* Input for this task:
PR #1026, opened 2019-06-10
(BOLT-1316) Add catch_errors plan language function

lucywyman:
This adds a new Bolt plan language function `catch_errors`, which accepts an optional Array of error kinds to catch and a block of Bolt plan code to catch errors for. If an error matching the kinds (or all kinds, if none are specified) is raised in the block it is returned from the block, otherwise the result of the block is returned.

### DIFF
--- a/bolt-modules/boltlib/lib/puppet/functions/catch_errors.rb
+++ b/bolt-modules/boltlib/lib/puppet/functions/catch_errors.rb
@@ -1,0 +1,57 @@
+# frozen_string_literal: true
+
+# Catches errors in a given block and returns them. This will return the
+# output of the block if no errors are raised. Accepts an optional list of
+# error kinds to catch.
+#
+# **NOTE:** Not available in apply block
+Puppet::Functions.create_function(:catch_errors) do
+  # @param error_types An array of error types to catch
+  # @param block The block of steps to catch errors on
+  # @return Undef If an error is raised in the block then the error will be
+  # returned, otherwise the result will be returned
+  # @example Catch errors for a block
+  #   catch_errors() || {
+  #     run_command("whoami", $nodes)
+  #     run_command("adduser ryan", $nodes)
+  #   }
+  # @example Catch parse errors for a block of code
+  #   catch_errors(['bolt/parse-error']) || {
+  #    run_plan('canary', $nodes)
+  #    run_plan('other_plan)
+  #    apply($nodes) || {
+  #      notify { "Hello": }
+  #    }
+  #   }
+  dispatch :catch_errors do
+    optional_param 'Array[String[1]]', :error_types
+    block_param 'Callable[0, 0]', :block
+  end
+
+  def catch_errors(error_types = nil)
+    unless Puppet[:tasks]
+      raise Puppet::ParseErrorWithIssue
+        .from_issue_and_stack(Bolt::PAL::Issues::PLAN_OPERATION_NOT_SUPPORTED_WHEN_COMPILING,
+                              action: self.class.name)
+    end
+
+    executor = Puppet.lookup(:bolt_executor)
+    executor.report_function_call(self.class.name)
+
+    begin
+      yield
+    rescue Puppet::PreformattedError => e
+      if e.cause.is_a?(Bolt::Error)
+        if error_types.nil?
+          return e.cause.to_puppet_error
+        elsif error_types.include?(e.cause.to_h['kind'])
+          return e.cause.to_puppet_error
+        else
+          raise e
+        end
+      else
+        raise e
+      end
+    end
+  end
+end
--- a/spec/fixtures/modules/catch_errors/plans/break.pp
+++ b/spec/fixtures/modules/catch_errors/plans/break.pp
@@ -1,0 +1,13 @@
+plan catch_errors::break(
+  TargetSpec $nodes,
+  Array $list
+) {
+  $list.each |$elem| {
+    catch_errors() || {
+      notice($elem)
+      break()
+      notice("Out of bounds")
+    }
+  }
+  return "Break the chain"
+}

* * *

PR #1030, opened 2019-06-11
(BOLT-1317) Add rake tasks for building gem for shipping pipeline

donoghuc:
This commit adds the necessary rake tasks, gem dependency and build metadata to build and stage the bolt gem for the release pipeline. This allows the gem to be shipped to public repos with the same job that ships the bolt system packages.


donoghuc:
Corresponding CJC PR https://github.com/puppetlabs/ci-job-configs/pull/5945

* Task to carry out:
List every line above that contains the word "code".

* Answer area:
This adds a new Bolt plan language function `catch_errors`, which accepts an optional Array of error kinds to catch and a block of Bolt plan code to catch errors for. If an error matching the kinds (or all kinds, if none are specified) is raised in the block it is returned from the block, otherwise the result of the block is returned.
+  # @example Catch parse errors for a block of code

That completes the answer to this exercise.